2. Eu tenho perfil empreendedor?

Buscar resultados e estar disposto a correr riscos são características necessárias. Automotivação também é importante, uma vez que o empreendedor passará por dificuldades e o sucesso do negócio depende apenas dele.

“Uma pessoa acomodada pode tocar um negócio, mas ter determinação faz toda a diferença”, diz Beto Filho.

3. Eu tenho afinidade e algum conhecimento do ramo em que escolhi investir?

Ter experiência na área é um facilitador, mas não é obrigatório. Gostar do ramo, por outro lado, é indispensável. E, para saber se realmente gosta ou não, é preciso conhecer a fundo, senão, há o risco de o sonho virar pesadelo, segundo a consultora Ana Vecchi.

“Sugiro que o candidato à franquia analise também setores correlatos. Ele pode ter muita paixão por uma área e apenas gostar de outra, mas é possível que ele encontre mais potencial de crescimento e marcas com mais estrutura e profissionalismo de gestão no que seria sua segunda opção”, diz ela.

4. Estou disposto a dedicar muito do meu tempo e a acompanhar a operação de perto?

É como diz o ditado: é o olho do dono que engorda o gado. Por isso, as empresas franqueadoras querem pessoas que estarão “com a barriga no balcão”, e não apenas investidores que colocarão uma equipe para trabalhar.

“Procurar uma marca porque gosta do produto não é suficiente. Uma coisa é ser consumidor, outra é fazer a gestão. Ter uma loja de shopping, por exemplo, tem um certo glamour, mas o trabalho é de domingo a domingo”, aponta o presidente da ABF-Rio.

5. Tenho clareza dos meus pontos fortes e fracos?

Fazer uma autoavaliação, considerando seus pontos fortes e fracos, é essencial. “Empresas de serviços, que dependem da venda ativa, exigem pessoas comunicativas. Dificilmente alguém tímido se dará bem neste tipo de negócio”, indica o advogado Luciano Minto, especializado em contratos de franquias.

Se a franquia precisa de funcionários, o franqueado deverá ter espírito de liderança. E se a equipe tiver baixa qualificação, como geralmente acontece no ramo de alimentação, por exemplo, o chefe não pode ser muito perfeccionista a ponto de exigir demais dos outros.

6. Gosto de trabalhar em rede?

Ser colaborativo é outro pré-requisito, já que os franqueados estão o tempo todo trocando experiências. Para Beto Filho, isso é muito positivo, pois ajuda a manter o empreendedor motivado.

7. Estou disposto a abrir meus resultados?

A lei do franchising exige transparência nos dados para a venda do modelo de negócio. Então, obrigatoriamente o franqueado terá que compartilhar informações sobre sua unidade.

Além disso, ele provavelmente será procurado por pessoas que estão pesquisando a marca antes de investir, e é importante que ele conte sua real experiência à frente da franquia.

8. Estou disposto a seguir os padrões estabelecidos pela franqueadora?

Pessoas com perfil muito independente e criativas demais podem não se adaptar ao modelo de negócio, segundo o advogado Luciano Minto.

“Franquias, por definição, são o estabelecimento de padrões.

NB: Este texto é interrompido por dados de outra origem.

PR #3549, opened 2023-08-06
use fully qualified names in `wasm_bindgen_test` for items exported from std prelude

hlbarber:
## Motivation

Currently, the `wasm_bindgen_test` macro dooes not use fully qualified names for items exported from the prelude. This means that naming collisions (`struct Some`) or the removal of the std library prelude will cause compilation errors.

## Solution

- Identify and use fully qualified names in macros were we previously assumed the Rust std prelude. We use `::core` rather than `::std`.
- Add [`no_implicit_prelude`](https://doc.rust-lang.org/reference/names/preludes.html#the-no_implicit_prelude-attribute) to `crates/test-macro/ui-tests/should_panic.rs`.

### DIFF
--- a/crates/test-macro/src/lib.rs
+++ b/crates/test-macro/src/lib.rs
@@ -76,9 +76,11 @@ pub fn wasm_bindgen_test(
     let mut tokens = Vec::<TokenTree>::new();
 
     let should_panic = match should_panic {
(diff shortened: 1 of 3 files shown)


hamza1311 (approved):
Thank you for the PR! Great to see macro hygiene improved

PR #3554, opened 2023-08-10
Allow creating `Vec`s of and implement `TryFrom<JsValue>` for strings and exported Rust types

### LINKED ISSUE #111: Allow returning Vec<T>

### LINKED ISSUE #168: Ability to return a Vec<String>
Annotating a function which returns a `Vec<String>` with `#[wasm_bindgen]` gives the following error:

```
error[E0277]: the trait bound `std::boxed::Box<[std::string::String]>: wasm_bindgen::convert::IntoWasmAbi` is not satisfied
  --> src/lib.rs:12:1
   |
12 | #[wasm_bindgen]
   | ^^^^^^^^^^^^^^^ the trait `wasm_bindgen::convert::IntoWasmAbi` is not implemented for `std::boxed::Box<[std::string::String]>`
   |
   = help: the following implementations were found:
             <std::boxed::Box<[f64]> as wasm_bindgen::convert::IntoWasmAbi>
             <std::boxed::Box<[u32]> as wasm_bindgen::convert::IntoWasmAbi>
             <std::boxed::Box<[i16]> as wasm_bindgen::convert::IntoWasmAbi>
             <std::boxed::Box<[u16]> as wasm_bindgen::convert::IntoWasmAbi>
           and 5 others
   = note: required because of the requirements on the impl of `wasm_bindgen::convert::IntoWasmAbi` for `std::vec::Vec<std::string::String>`

```

### LINKED ISSUE #2231: Downcast a JsValue to an exported struct

### LINKED ISSUE #2452: Accept `Vec<T>` as function arguments
It would be great to accept vectors of objects (especially vectors of objects created by wasm bindgen itself). I believe that the workaround right now is to create a builder that has a method to add a new `T`, which one has to call for each entry in the vector. 

_Follow up for comment by @fjarri in https://github.com/rustwasm/wasm-bindgen/issues/111#issuecomment-733981170_

See https://github.com/nucypher/rust-umbral/issues/23 for an example.

Liamolucko:
This is a rebase of #2734 along with some fixes and tweaks. Sorry it took me so long to get to it!

This PR:
- Adds support for passing `Vec`s of Rust structs to/from JS.
- Adds support for passing `Vec<String>`s to/from JS.
- Implements `TryFrom<JsValue>` for Rust structs and strings.

The `Vec` impls are little inefficient, since they work by passing `Vec<JsValue>`s to/from JS like normal, and then translating them to the desired `Vec` with `TryFrom` / `Into<JsValue>`, which requires throwing away the first allocation and making a second one.

Fixes #111
Fixes #2452
Fixes #168
Fixes #2231

This also mostly supersedes #3088. That PR does support slightly more functionality (getting access to `&Struct` instead of forcing you to take ownership of it and invalidate JS's handle), but it also does so by exposing the internal `Anchor` type used by `RefFromWasmAbi`, which I'm not a huge fan of.

I haven't bumped the schema version, since the actual schema hasn't changed and so older versions of the CLI are mostly still compatible, although they do give this cryptic error message if you try and use the new `TryFrom<JsValue>` impl for Rust structs:

```
error: import of `__wbg_foo_unwrap` doesn't have an adapter listed
```

(where `foo` is the name of the struct.)

So maybe it's worth bumping it anyway, not sure.

### DIFF
--- a/crates/backend/src/codegen.rs
+++ b/crates/backend/src/codegen.rs
@@ -164,7 +164,7 @@ impl ToTokens for ast::Struct {
         let name = &self.rust_name;
         let name_str = self.js_name.to_string();
         let name_len = name_str.len() as u32;
-        let name_chars = name_str.chars().map(|c| c as u32);
+        let name_chars: Vec<u32> = name_str.chars().map(|c| c as u32).collect();
         let new_fn = Ident::new(&shared::new_function(&name_str), Span::call_site());
         let free_fn = Ident::new(&shared::free_function(&name_str), Span::call_site());
         let unwrap_fn = Ident::new(&shared::unwrap_function(&name_str), Span::call_site());
@@ -331,8 +331,11 @@ impl ToTokens for ast::Struct {
 
             impl #wasm_bindgen::describe::WasmDescribeVector for #name {
                 fn describe_vector() {
-                    use #wasm_bindgen::__rt::std::boxed::Box;
-                    <Box<[#wasm_bindgen::JsValue]> as #wasm_bindgen::describe::WasmDescribe>::describe();
+                    use #wasm_bindgen::describe::*;
+                    inform(VECTOR);
+                    inform(NAMED_EXTERNREF);
+                    inform(#name_len);
+                    #(inform(#name_chars);)*
                 }
             }
 
--- a/crates/backend/src/codegen.rs
+++ b/crates/backend/src/codegen.rs
@@ -296,12 +296,12 @@ impl ToTokens for ast::Struct {
             }
 
             #[allow(clippy::all)]
-            impl wasm_bindgen::__rt::core::convert::TryFrom<wasm_bindgen::JsValue> for #name {
+            impl #wasm_bindgen::__rt::core::convert::TryFrom<#wasm_bindgen::JsValue> for #name {
                 type Error = ();
 
-                fn try_from(value: wasm_bindgen::JsValue)
-                    -> wasm_bindgen::__rt::std::result::Result<Self, Self::Error> {
-                    let js_ptr = wasm_bindgen::convert::IntoWasmAbi::into_abi(value);
+                fn try_from(value: #wasm_bindgen::JsValue)
+                    -> #wasm_bindgen::__rt::std::result::Result<Self, Self::Error> {
+                    let js_ptr = #wasm_bindgen::convert::IntoWasmAbi::into_abi(value);
 
                     #[link(wasm_import_module = "__wbindgen_placeholder__")]
                     #[cfg(all(target_arch = "wasm32", not(target_os = "emscripten")))]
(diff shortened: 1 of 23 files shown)


daxpedda (commented):
I did a quick review and it LGTM.
Maybe I will find some time to make a proper review, but feel free to just merge if you are feeling confident about this.

Liamolucko:
> Does this allow returning `Vec<_>` or such from `extern`s? That's been a big limitation in my use of [ducktor](https://github.com/hamza1311/ducktor) for complicated types

If it's a `Vec` of `#[wasm_bindgen]`'d structs or `Strings, yes.

sinking-point:
Thank you @Liamolucko for sorting this out. It's so good to see my work being put to use.

cschramm:
I think this only partially fixes #111 and #168 (depending on their scopes).

Is it expected that it does not work for returning `Vec`s from *async* functions? For both `String` and `#[wasm_bindgen]`d structs I get an error that `From<Vec<_>>` is not implemented for `JsValue`.

Minimal example:
```rust
#[wasm_bindgen]
pub async fn f() -> Vec<String> {
    unimplemented!()
}
```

Se o franqueado violar as diretrizes do contrato, pode ser punido com multa, sanções e até a perda do ponto comercial”, alerta.

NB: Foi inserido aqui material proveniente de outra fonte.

PR #3557, opened 2023-08-11
web-sys: Add `HtmlElement` `inert` property

birktj:
This PR adds the `inert` property of `HtmlElement`. From what I can see it seems to be stable so I assume the fact that it is missing is simply an oversight.

See:
- https://html.spec.whatwg.org/multipage/interaction.html#inert
- https://html.spec.whatwg.org/multipage/dom.html#htmlelement
- https://developer.mozilla.org/en-US/docs/Web/API/HTMLElement/inert


hamza1311 (approved):
Thanks :+1:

9. Estou disposto a aprender?

Ao comprar uma franquia, você está comprando o conhecimento de alguém que desenvolveu um negócio de sucesso. Avalie a experiência do franqueador e o suporte que ele oferece à rede. Esteja aberto a receber orientações para mudar a rota da administração da sua empresa, se necessário.

10. Tenho o desejo de crescer?

Ana Vecchi diz que, hoje em dia, as marcas valorizam muito o multifranqueado, que é a pessoa que tem várias unidades dentro de uma mesma rede. Assim, além da capacidade de investimento e de gestão, as empresas franqueadoras consideram o desejo de crescimento e o equilíbrio profissional e emocional do candidato para administrar mais de uma unidade ao mesmo tempo.